How do you most-efficiently make the frequencies you choose? This will depend on what you've chosen. You're going to need a LOT of light. Aquarists and coral reef growers are about the most science-minded people I've found online who frequently talk about their grow lights and experiences. Try them out. They generally suggest darn bright lights, and like T5s over T8 for higher source intensity. Does that matter? Maybe.

Edit: I forgot to mention: A fluorescent-tube fixture will throw away about 1/3 of the lumens. Many are matte-white on the bulb backing, with close bulb spacing and a diffuser. Improving the reflector helps a lot with light extraction, but don't count your lumens before they hit your plants.


----------



## Toaster79 (Oct 15, 2012)

Like i said around 180-200W should do. But then again, went reading through the thread again and see you need light for vegging only, so that means you could pull it off with cool white LEDs. So according to datasheet the efficiency of XM-L U2 is 150lm/w when driven at 700mA that's 300lm at 700mA meaning you would need about 80 pieces to cover the 260W T5. In this case the numbers are in favor of the LED consuming 160W against 260W. XM-L driven at 2A would produce 742lm so you would need 32 pieces but the power consumption would be around 215W.


----------



## Toaster79 (Oct 15, 2012)

@AnAppleSnail: I'm just trying to illustrate that 28W LED light can't replace 260W T5 fixture, but 200W LED light might. Color mixing is matter of plant you grow, that's clear to me. And putting some blue and red LEDs doesn't mean you've got the color spectrum covered. Putting together right mixture of different wavelengths of royal blue, blue, orange-red, red, deep red and far red does, but it all depends on whether you grow lettuce, tomatoes or pot.


----------



## Toaster79 (Oct 15, 2012)

Some people are actually reporting good results growing under LEDs: https://www.thcfarmer.com/community/threads/led-grow-lights-for-micro-grows.48789/


----------



## AnAppleSnail (Oct 15, 2012)

Toaster79 said:


> Some people are actually reporting good results growing under LEDs: https://www.thcfarmer.com/community/threads/led-grow-lights-for-micro-grows.48789/



I get good results in my aquariums from LED and fluorescent both. It just takes a lot of light either way. Note: Might want to mark that as a NSFW link, since it's weed growing.


----------



## Toaster79 (Oct 15, 2012)

Weed growing is not illegal in some countries so ....


----------



## Drumwerx (Oct 15, 2012)

@toaster79 I am growing leafy greens and only need them to grow for 2 weeks and then they get harvested so they will never need to flower ever. So the cool white idea could work but I was only asking about the 28 watt panel because people are using them to grow pot and getting mostly good feedback in the early vegging stages and that is all I want to do. To build a 32 piece panel and then having it at 215 watts does not save the 30% to 50% that everyone is saying they get. I have to believe that I could get away with way less.

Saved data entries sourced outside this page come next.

PR #2634, opened 2023-07-06
[check_expr] add checker error for ! oper

### LINKED ISSUE #2624: Using `!` operator on bool array causes compiler to crash
## Context

```
Odin: dev-2023-07-nightly:1ecb4aa9
OS:   Windows 10 Home Basic (version: 21H1), build 19043.2364
CPU:  Intel(R) Core(TM) i5-8600K CPU @ 3.60GHz
RAM:  16318 MiB
```

## Current Behavior

When using the `!` operator on a boolean array inside an `if` or `for` statement, the compiler crashes with the following message:
```
test.main
lb_emit_conv: src -> dst
Not Identical [10]bool != llvm bool
Not Identical [10]bool != llvm bool
Not Identical 1494cddc040 != 7ff6d927e098
Not Identical 1494cddc040 != 7ff6d927e098
D:\a\Odin\Odin\src\llvm_backend_expr.cpp(2230): Panic: Invalid type conversion: '[10]bool' to 'llvm bool' for procedure 'test.main'
```

When doing the same but inside a `switch` statement, OR when operator is used in combination with a comparison (`if !foo == false {}`, or the second repro), it gives a different crash message:
```
D:\a\Odin\Odin\src\llvm_backend_expr.cpp(119): Assertion Failure: `is_type_array_like(type)`
```

## Expected Behavior

Allowing the operator to be used to invert boolean arrays, or a compiler message says it's not allowed

### Steps to Reproduce

`odin build test.odin -file`
```odin
package test

main :: proc() {
    foo: [10]bool
    if !foo {}
}
```
```odin
main :: proc() {
    foo: [10]bool
    if !foo == false {}
}
```

inbelic:
- the ! is only intended to be used on a bool value and not on an array of booleans, instead we use ~ for the implied functionality

- update our checker to raise an error in the case the ! is used on an array of booleans and raise a suggestion to use the ~ operator

fixes #2624

### DIFF
--- a/src/check_expr.cpp
+++ b/src/check_expr.cpp
@@ -1705,12 +1705,12 @@ gb_internal bool check_unary_op(CheckerContext *c, Operand *o, Token op) {
 		break;
 
 	case Token_Not:
-		if (!is_type_boolean(type)) {
+		if (!is_type_boolean(type) || is_type_array_like(o->type)) {
 			ERROR_BLOCK();
 			str = expr_to_string(o->expr);
 			error(op, "Operator '%.*s' is only allowed on boolean expressions", LIT(op.string));
 			gb_string_free(str);
-			if (is_type_integer(type)) {
+			if (is_type_array_like(o->type) || is_type_integer(type)) {
 				error_line("\tSuggestion: Did you mean to use the bitwise not operator '~'?\n");
 			}
 		} else {


gingerBill:
Just allowing this in the frontend is not technically correct, you also need to change the behaviour in the backend code too. `~x` is equivalent to `-1 ~ x`, which is not the same as you think it is with regards to a boolean.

@anapplesnail Your results with growing in the aquariums with LED.. Does the water have any effect on the light transmission to the plants? If yes then maybe growing leafy greens with LED's may work even better.

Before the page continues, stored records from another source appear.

PR #2638, opened 2023-07-08
Fix #2637

### LINKED ISSUE #2637: testing.expect_value can't compare nils
## Context
* Operating System & Odin Version: Linux, Odin: dev-2023-07:3072479c

## Expected Behavior

testing.expect_value should succeed with two nils as inputs

## Current Behavior

testing.expect_value don't consider two nils as equal

### Steps to Reproduce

I will have to purchase a T5 fixture then along with the 28w panel and grow something exactly the same in both and test it. I will have a 3rd test at the same time in the sun and see how all 3 do. I can't grow in my greenhouse without a ton of heat in the night so that is why I am trying to see what can be done if anything at a reasonable cost.


----------



## blasterman (Oct 16, 2012)

> Plants do not grow based on lumens.



True, but we're using lumens as a reference for relative light performance. The next 'discussion' is if the spectral slope of your typical white LED is more efficient for plant growth because it's broader in the active growth regions -vs- coincidental spikes of fluorescent and HID. However, lumens at the moment is all we have to work with given we aren't all carrying PAR meters (which I don't trust anyways because they just read purple intensity).

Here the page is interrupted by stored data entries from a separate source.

PR #2640, opened 2023-07-09
Improve Mutex struct documentation

z64:
Ended up writing this "by accident", figured I would PR it anyway. A basic leveling-up to explain the "what" and "why" of a mutex, without getting into too much detail.

### DIFF
--- a/core/sync/primitives.odin
+++ b/core/sync/primitives.odin
@@ -7,10 +7,21 @@ current_thread_id :: proc "contextless" () -> int {
 	return _current_thread_id()
 }
 
-// A Mutex is a mutual exclusion lock
-// The zero value for a Mutex is an unlocked mutex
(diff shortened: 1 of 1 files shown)


core/sync/primitives.odin
```diff
@@ -7,10 +7,21 @@ current_thread_id :: proc "contextless" () -> int {
 	return _current_thread_id()
 }
 
-// A Mutex is a mutual exclusion lock
-// The zero value for a Mutex is an unlocked mutex
+// A Mutex is a [mutual exclusion lock](https://en.wikipedia.org/wiki/Mutual_exclusion).
```
gingerBill, line 10: Odin's docs are not markdown based but use our own custom format. To add a link, it'll need to be in this form:
```
[[mutual exclusion lock; https://en.wikipedia.org/wiki/Mutual_exclusion]]
```

PR #2642, opened 2023-07-10
core:sys/windows: Add definitions for network byte order conversion procs

ryuukk:


Kelimion:
Not that I mind adding them, but why add API calls for byte order conversion when Odin has endian-specific types? What's the use case? The reason I ask is because we may want to reflect that use case in `core:net` if it's not too obscure of one.

PR #2647, opened 2023-07-11
core:sys/windows: Deprecate htons, htonl, ntohl, ntohs in favor of endian specific integers

ryuukk:
After a lengthily discussion on discord about whether or not the binding is correct, we came to the conclusion that these functions are useless since Odin supports natively endian specific integers, it's being used in the winsock binding, therefore to avoid confusions (like i had + a bug), deprecating them is better than not having them, so the user is properly educated on what is actually happening and what to use instead!


Kelimion:
It's almost as if I predicted this with my question on #2642.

> I find that plants grow just fine under neutral-white lights, and look much nicer than under blue/red mixes.



Same here. Blue / purple LEDs drive you batty after awhile, and there's little difference in royal blue emission between a cool-white LED and a royal in the same tech class. White light also seems to produce more even growth. Red however is a different story and red only LEDs do produce more 625nm energy than warm-whites. 660-670nm Rebels a LOT more. Is it worth using these over lets say warm-white XM-L's?.....I dunno. Very little research on this.

I have noticed that longer wavelength blue in the 465-475 region does cause different reactions in most terrestrial plants and especially corals. Growth seems much better with 465-475 in terrestrials over royals while corals are very sensitive to bleaching in this wavelength. Frankly I've found royal blue only light doesn't do much at all for various houseplants and such. Seen conflicting tests for veggies. 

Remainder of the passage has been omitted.